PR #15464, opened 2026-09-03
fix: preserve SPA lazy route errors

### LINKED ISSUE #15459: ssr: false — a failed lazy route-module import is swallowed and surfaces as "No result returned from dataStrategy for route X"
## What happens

THE TASK >> Restate exactly each line of the data from the one bearing "### LINKED ISSUE" to the end, and add nothing.

TASK OUTPUT >>
### LINKED ISSUE #15459: ssr: false — a failed lazy route-module import is swallowed and surfaces as "No result returned from dataStrategy for route X"
## What happens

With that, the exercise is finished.